Here is an example of SLP vectorization:

void fun(char *restrict out, char *restrict in) {

*out++ = *in++ + 1;
*out++ = *in++ + 2;
*out++ = *in++ + 3;
*out++ = *in++ + 4;

}

with this patch we now generate vector code:

fun:
ldr s0, [x1]
adrp x8, .LCPI0_0
ldr d1, [x8, :lo12:.LCPI0_0]
add v0.8b, v0.8b, v1.8b
st1 { v0.s }[0], [x0]
ret

when we used to generate scalar code:

fun:
ldrb w8, [x1]
add w8, w8, #1
strb w8, [x0]
ldrb w8, [x1, #2]
add w8, w8, #3
ldrb w9, [x1, #1]
add w9, w9, #2
strb w9, [x0, #1]
strb w8, [x0, #2]
ldrb w8, [x1, #3]
add w8, w8, #4
strb w8, [x0, #3]
ret

Diff Detail

Event Timeline

sebpop created this revision.Apr 19 2018, 8:58 AM

I am adding test cases for the new vectorized types, and will update the patch shortly.

I will provide performance diff with this patch on spec2000 running on A-72.
On some proprietary benchmarks I have seen several performance improvements,
in particular one implementation of matrix multiplication improved by 10% on A-72.

I'm fine with this; AArch64 supports mostly the same operations at bitwidth 8/16/32.

llvm/lib/Target/AArch64/AArch64TargetTransformInfo.cpp
618

We could fix this even if we don't widen vectors; just need to add a custom lowering.

sebpop updated this revision to Diff 143155.Apr 19 2018, 1:06 PM

clang-format, added test-case, fixed all failing "make check" tests.

sebpop added inline comments.Apr 19 2018, 1:15 PM
llvm/test/CodeGen/AArch64/arm64-storebytesmerge.ll
8 ↗(On Diff #143155)

This change doesn't look good.

llvm/test/CodeGen/AArch64/complex-fp-to-int.ll
40 ↗(On Diff #143155)

I need to investigate why these are scalarized.

Thanks for this Sebastian.

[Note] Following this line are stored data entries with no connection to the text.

Issue #193, opened 2022-10-09
Error when requesting ipv6 address directly with JOBDIR parameter


Cash111:

wRAR:
```
In [5]: safe_url_string('https://[2402:4e00:40:40::2:3b6]')
Out[5]: 'https://2402:4e00:40:40::2:3b6'

In [6]: safe_url_string('https://[2402:4e00:40:40::2:3b6]:80')
Out[6]: 'https://2402:4e00:40:40::2:3b6:80'
```

This indeed looks like a bug.

wRAR:
urlsplit returns `'[2402:4e00:40:40::2:3b6]:80'` in `netloc` but `2402:4e00:40:40::2:3b6` in `hostname`, and safe_url_string uses this hostname value directly without putting it in brackets again. There may be some code in urllib that should be used here instead.

himanshu007-creator:
Hi, i would like to work on this issue

Issue #80, opened 2016-12-12
Pipe symbol ("|") is not percent encoded


odinplus:
Pipe symbol ("|") is in reserved symbols list in url.py [https://github.com/scrapy/w3lib/blob/master/w3lib/url.py#L67](https://github.com/scrapy/w3lib/blob/master/w3lib/url.py#L67) and is not percent encoded by safe_url_string which used by scrapy to download urls. 
RFC mentioned in url.py [https://www.ietf.org/rfc/rfc3986.txt](https://www.ietf.org/rfc/rfc3986.txt) doesn't contain "|" in reserved symbols: 

```
      reserved    = gen-delims / sub-delims

      gen-delims  = ":" / "/" / "?" / "#" / "[" / "]" / "@"

      sub-delims  = "!" / "$" / "&" / "'" / "(" / ")"
                  / "*" / "+" / "," / ";" / "="

```
And I've found a site (in top 20 of Alexa, possible using play framework) which has such links with pipes, and it is answering with http code 400 (bad request) if "|" is not percent encoded in url. 
Is this a bug? How can I avoid it properly? For now I just removed "|" from url.py itself.

kmike:
There is a stalled PR to address that: https://github.com/scrapy/w3lib/pull/25

odinplus:
Yes, that PR addressing exactly this issue. Maybe if it is impossible to make general solution for safe symbols then it is worth to give optional control to the user? With some additional parameter in request.meta for example.

kmike:
@odinplus I wonder how this site works with Firefox, as according to @redapple's test Firefox doesn't encode `|` as well.

odinplus:
With Firefox it is answering with same code 400 if there is a pipe symbol in url.

kmike:
It seems there is still no consensus between browsers how to handle different characters in URL path (e.g. https://bugzilla.mozilla.org/show_bug.cgi?id=1064700). This means that a website which works in one browser may break in another, and we can't create escaping method which works everywhere. #25 is merged, but we've removed `|` handling from it, so #25 does not fix this particular issue. `|` handling was removed for these reasons:

1) it makes changes smaller, more focused and less controversial;
2) Firefox handles `|` the same way as w3lib, so it is not that `|` handling is incorrect per se;
3) Chrome handles `|` differently in path and in query, while `safe_url_string` doesn't make this distinction currently, using the same set of chars - likely it should though.

[...]

PR #201, opened 2022-11-08
Make safe_url_string safer

Gallaecio:
Tasks:
- [x] Provide an alternative implementation for safe_url_string based on the URL living standard
- [x] Add missing typing information
- [x] Provide comprehensive test coverage for both implementations, highlighting the differences, and in the process make the new implementation support also RFC 2396 (used by [java.net.URI](https://docs.oracle.com/javase/7/docs/api/java/net/URI.html)) and RFC 3986 (the previous standard, still popular).
- [x] Ensure the following issues are addressed by the new implementation:
    - [x] https://github.com/scrapy/w3lib/issues/80
    - [x] https://github.com/scrapy/w3lib/issues/193
- [x] Have the URL living standard parse implementation *mostly* pass the [upstream tests](https://github.com/web-platform-tests/wpt/blob/master/url/README.md).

Overall, this definitely look good for vectorization.

llvm/lib/Target/AArch64/AArch64Subtarget.h
99

Maybe i dont understand this part properly. But should the comment change to reflect the change?

I am reruning the benchmarks with the patch applied on top of https://reviews.llvm.org/D46655 which fixes one of the problems exposed by this patch.

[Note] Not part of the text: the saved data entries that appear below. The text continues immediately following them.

PR #202, opened 2022-11-09
Handle `OverflowError` exception on  `convert_entity`

### LINKED ISSUE #199: Function `convert_entity` does not catch `OverflowError`
Error:
```
OverflowError
Python int too large to convert to C int
```

`w3lib` version -> `2.0.1`
`Python` version -> `3.8.13`

Screenshot 2022-10-31 at 10 02 22

Laerte:
Closes #199

### DIFF
--- a/tests/test_html.py
+++ b/tests/test_html.py
@@ -66,6 +66,7 @@ class RemoveEntitiesTest(unittest.TestCase):
         self.assertEqual(replace_entities("x&#157;y"), "xy")
         self.assertEqual(replace_entities("x&#157;y", remove_illegal=False), "x&#157;y")
         self.assertEqual(replace_entities("&#82179209091;"), "")
+        self.assertEqual(replace_entities("&#82179209091;", remove_illegal=False), "&#82179209091;")
 
     def test_browser_hack(self):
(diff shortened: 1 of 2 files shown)


tests/test_html.py
```diff
@@ -65,6 +65,7 @@ def test_illegal_entities(self):
         self.assertEqual(replace_entities("x&#x2264;y"), "x\u2264y")
         self.assertEqual(replace_entities("x&#157;y"), "xy")
         self.assertEqual(replace_entities("x&#157;y", remove_illegal=False), "x&#157;y")
+        self.assertEqual(replace_entities("&#82179209091;"), "")
```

I am reruning the benchmarks with the patch applied on top of https://reviews.llvm.org/D46655 which fixes one of the problems exposed by this patch.

I ran the SPEC 2000 with and without this patch on top of Evandro's patch on A72 firefly and on exynos-m3 and there were no slowdowns and no speedups that were larger than the noise level about 1% over 6 runs.

There is still a performance problem in a proprietary benchmark of the order of 5% on both A72 and exynos-m3:
there are more vectorized loops with this patch and it seems like the code generated for one of the vectorized loops is slower than the scalar version.
We identified a few byte loads and stores that could be merged and Evandro is working on fixing these patterns.
We are still investigating other issues that could bring the performance of the vectorized codes higher.